### PROBLEM TO WORK ON
Exactly as written, output each record given below.

------ RECORD SET ------

PR #88, opened 2015-08-24
Add CONTRIBUTING.md and CITATION documents

DougBurke:
Adds a `CONTRIBUTING.md` file - based on that of AstroPy - which will be seen when users submit a Pulll Request on GitHUb.

The contents of the CITATION document are taken from the "Citing Sherpa in a Publication" section of http://cxc.harvard.edu/sherpa/

PR #83, opened 2015-08-18
Continue S-Lang removal

DougBurke:
# Release Note
Removed S-Lang scripts, files, and references in the code.

# Description
I forgot to include this in PR #69.
[OL] Rebased and included Release Note section.

PR #192, opened 2016-03-04
Small fixes

olaurino:
This PR replaces #168: it fixes few pep8 issues and removes an obsolete file.


sherpa/utils/__init__.py
```diff
@@ -1633,7 +1642,7 @@ def run_tasks(procs, err_q, out_q, num):
     # return list(numpy.concatenate(results))
     # Remove extra dimension added by split
     vals = []
-    [ vals.extend(result) for result in results ]
+    [vals.extend(result) for result in results]
```
DougBurke: I've been tempted a few times to rewrite this line as it is not particularly clear/pythonic!

olaurino:
Rebasing to get travis build fixes, original tip was at ea1d638.

olaurino:
@DougBurke could you please confirm we can merge this?

sherpa/utils/__init__.py
```diff
@@ -119,6 +120,7 @@
 
 
 class NoNewAttributesAfterInit(object):
+
```
DougBurke: Is there a style guide that suggests a blank line here? I don't think it should hold back the PR; just wondering whether we want to be consistent with docstrings on classes (which is a larger issue than this PR).

DougBurke:
Looks good to me (the comment about the blank lines I've just made is not something that should stop this PR from being merged).

sherpa/utils/__init__.py
olaurino: https://github.com/hhatto/autopep8/issues/194

> As referenced in issues #83, #88, and #178, an earlier version of PEP 257 made the weird recommendation of inserting a blank line before the docstring of a class.
> 
> However, this recommendation has since been removed. The current PEP 257 only recommends adding a blank line after the docstring, not before:
> 
> Insert a blank line after all docstrings (one-line or multi-line) that document a class -- generally speaking, the class's methods are separated from each other by a single blank line, and the docstring needs to be offset from the first method by a blank line.
> (The commit that changed it: 9b715d8246db)
> 
> As far as i understand, autopep8's E309 fixer does not currently distinguish between docstrings and other class members when inserting blank lines, so this issue cannot be worked around with --ignore=E309 alone, if you still want autopep8 to insert blank lines before non-docstring members.

olaurino: Not sure what to do, maybe I should just replace the pep8 commit with a different one.

DougBurke: If you were to do anything, I'd suggest just adding a commit that removes these lines (as it seems to me to be a safer option). However, I am not sure it needs to be done in this PR (unless pep8/pyflakes/whatever) now complains about these lines: I only noticed them from the git diff view.

olaurino:
@DougBurke we can merge it now, right?

DougBurke:
Looks good to me.

PR #193, opened 2016-03-08
use matplotlib 1.4 for pyfits build

olaurino:
This PR fixes a conflict in the `pyfits` travis build. The `pyfits` conda binary pins the `numpy` dependency to 1.8. A conflict arise later on when trying to install `matplotlib` 1.5.

A number of PRs are currently failing for this reason. PRs should be rebase on top of master when this is merged, which should happen as soon as the Travis builds are green.

### DIFF
--- a/.travis.yml
+++ b/.travis.yml
@@ -29,7 +29,7 @@ matrix:
       python: "2.7"
       sudo: required
       dist: trusty
-    - env: FITS="pyfits" INSTALL_TYPE=develop TEST=submodule MATPLOTLIBVER=1.5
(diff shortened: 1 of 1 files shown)


olaurino:
It looks like the travis builds using the google containers (for us, the ones that build xspec) are timing out when installing packages with `apt-get`. I haven't seen any reports for this just yet. I'll open a ticket if I still can't find one.

olaurino:
They fixed the issue that was preventing the GCE builds to use APT. I restarted the PR builds.

@DougBurke I would like to merge it as soon as Travis is fine with it. Is that ok?

DougBurke:
@olaurino - I have no time for sherpa at the moment so you'll have to make
that call.

PR #194, opened 2016-03-17
Feature/minuit

dtnguyen2:
Make iminuit/minuit, optionally (ie users are responsible for typing 'pip install iminuit'), available for the masses.

### DIFF
--- a/sherpa/optmethods/__init__.py
+++ b/sherpa/optmethods/__init__.py
@@ -1,5 +1,5 @@
 #
-#  Copyright (C) 2007, 2015  Smithsonian Astrophysical Observatory
+#  Copyright (C) 2007, 2015, 2016  Smithsonian Astrophysical Observatory
 #
 #
 #  This program is free software; you can redistribute it and/or modify
--- a/sherpa/optmethods/__init__.py
+++ b/sherpa/optmethods/__init__.py
@@ -29,6 +29,12 @@ warning = logging.getLogger(__name__).warning
 
 __all__ = ('GridSearch', 'OptMethod', 'LevMar', 'MonCar', 'NelderMead')
 
+try:
+    import iminuit
+    __all__ = optfcts.add2__all__(__all__, 'Minuit')
+except ImportError:
+    pass
+
 
 class OptMethod(NoNewAttributesAfterInit):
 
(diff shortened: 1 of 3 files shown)


sherpa/optmethods/__init__.py
```diff
@@ -29,6 +29,12 @@
 
 __all__ = ('GridSearch', 'OptMethod', 'LevMar', 'MonCar', 'NelderMead')
 
+try:
+    import iminuit
+    __all__ = optfcts.add2__all__(__all__, 'Minuit')
```
DougBurke: You should be able to remove `optfcts.add2__all__` and just say

    __all__ += ('Minuit', )

and similarly in ` sherpa/optmethods/optfcts.py `

sherpa/optmethods/tests/test_optmethods.py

------

### YOUR RESPONSE
PR #88, opened 2015-08-24
Add CONTRIBUTING.md and CITATION documents

DougBurke:
Adds a `CONTRIBUTING.md` file - based on that of AstroPy - which will be seen when users submit a Pulll Request on GitHUb.

The contents of the CITATION document are taken from the "Citing Sherpa in a Publication" section of http://cxc.harvard.edu/sherpa/

PR #83, opened 2015-08-18
Continue S-Lang removal

DougBurke:
# Release Note
Removed S-Lang scripts, files, and references in the code.

# Description
I forgot to include this in PR #69.
[OL] Rebased and included Release Note section.

PR #192, opened 2016-03-04
Small fixes

olaurino:
This PR replaces #168: it fixes few pep8 issues and removes an obsolete file.


sherpa/utils/__init__.py
```diff
@@ -1633,7 +1642,7 @@ def run_tasks(procs, err_q, out_q, num):
     # return list(numpy.concatenate(results))
     # Remove extra dimension added by split
     vals = []
-    [ vals.extend(result) for result in results ]
+    [vals.extend(result) for result in results]
```
DougBurke: I've been tempted a few times to rewrite this line as it is not particularly clear/pythonic!

olaurino:
Rebasing to get travis build fixes, original tip was at ea1d638.

olaurino:
@DougBurke could you please confirm we can merge this?

sherpa/utils/__init__.py
```diff
@@ -119,6 +120,7 @@
 
 
 class NoNewAttributesAfterInit(object):
+
```
DougBurke: Is there a style guide that suggests a blank line here? I don't think it should hold back the PR; just wondering whether we want to be consistent with docstrings on classes (which is a larger issue than this PR).

DougBurke:
Looks good to me (the comment about the blank lines I've just made is not something that should stop this PR from being merged).

sherpa/utils/__init__.py
olaurino: https://github.com/hhatto/autopep8/issues/194

> As referenced in issues #83, #88, and #178, an earlier version of PEP 257 made the weird recommendation of inserting a blank line before the docstring of a class.
> 
> However, this recommendation has since been removed. The current PEP 257 only recommends adding a blank line after the docstring, not before:
> 
> Insert a blank line after all docstrings (one-line or multi-line) that document a class -- generally speaking, the class's methods are separated from each other by a single blank line, and the docstring needs to be offset from the first method by a blank line.
> (The commit that changed it: 9b715d8246db)
> 
> As far as i understand, autopep8's E309 fixer does not currently distinguish between docstrings and other class members when inserting blank lines, so this issue cannot be worked around with --ignore=E309 alone, if you still want autopep8 to insert blank lines before non-docstring members.

olaurino: Not sure what to do, maybe I should just replace the pep8 commit with a different one.

DougBurke: If you were to do anything, I'd suggest just adding a commit that removes these lines (as it seems to me to be a safer option). However, I am not sure it needs to be done in this PR (unless pep8/pyflakes/whatever) now complains about these lines: I only noticed them from the git diff view.

olaurino:
@DougBurke we can merge it now, right?

DougBurke:
Looks good to me.

PR #193, opened 2016-03-08
use matplotlib 1.4 for pyfits build

olaurino:
This PR fixes a conflict in the `pyfits` travis build. The `pyfits` conda binary pins the `numpy` dependency to 1.8. A conflict arise later on when trying to install `matplotlib` 1.5.

A number of PRs are currently failing for this reason. PRs should be rebase on top of master when this is merged, which should happen as soon as the Travis builds are green.

### DIFF
--- a/.travis.yml
+++ b/.travis.yml
@@ -29,7 +29,7 @@ matrix:
       python: "2.7"
       sudo: required
       dist: trusty
-    - env: FITS="pyfits" INSTALL_TYPE=develop TEST=submodule MATPLOTLIBVER=1.5
(diff shortened: 1 of 1 files shown)


olaurino:
It looks like the travis builds using the google containers (for us, the ones that build xspec) are timing out when installing packages with `apt-get`. I haven't seen any reports for this just yet. I'll open a ticket if I still can't find one.

olaurino:
They fixed the issue that was preventing the GCE builds to use APT. I restarted the PR builds.

@DougBurke I would like to merge it as soon as Travis is fine with it. Is that ok?

DougBurke:
@olaurino - I have no time for sherpa at the moment so you'll have to make
that call.

PR #194, opened 2016-03-17
Feature/minuit

dtnguyen2:
Make iminuit/minuit, optionally (ie users are responsible for typing 'pip install iminuit'), available for the masses.

### DIFF
--- a/sherpa/optmethods/__init__.py
+++ b/sherpa/optmethods/__init__.py
@@ -1,5 +1,5 @@
 #
-#  Copyright (C) 2007, 2015  Smithsonian Astrophysical Observatory
+#  Copyright (C) 2007, 2015, 2016  Smithsonian Astrophysical Observatory
 #
 #
 #  This program is free software; you can redistribute it and/or modify
--- a/sherpa/optmethods/__init__.py
+++ b/sherpa/optmethods/__init__.py
@@ -29,6 +29,12 @@ warning = logging.getLogger(__name__).warning
 
 __all__ = ('GridSearch', 'OptMethod', 'LevMar', 'MonCar', 'NelderMead')
 
+try:
+    import iminuit
+    __all__ = optfcts.add2__all__(__all__, 'Minuit')
+except ImportError:
+    pass
+
 
 class OptMethod(NoNewAttributesAfterInit):
 
(diff shortened: 1 of 3 files shown)


sherpa/optmethods/__init__.py
```diff
@@ -29,6 +29,12 @@
 
 __all__ = ('GridSearch', 'OptMethod', 'LevMar', 'MonCar', 'NelderMead')
 
+try:
+    import iminuit
+    __all__ = optfcts.add2__all__(__all__, 'Minuit')
```
DougBurke: You should be able to remove `optfcts.add2__all__` and just say

    __all__ += ('Minuit', )

and similarly in ` sherpa/optmethods/optfcts.py `

sherpa/optmethods/tests/test_optmethods.py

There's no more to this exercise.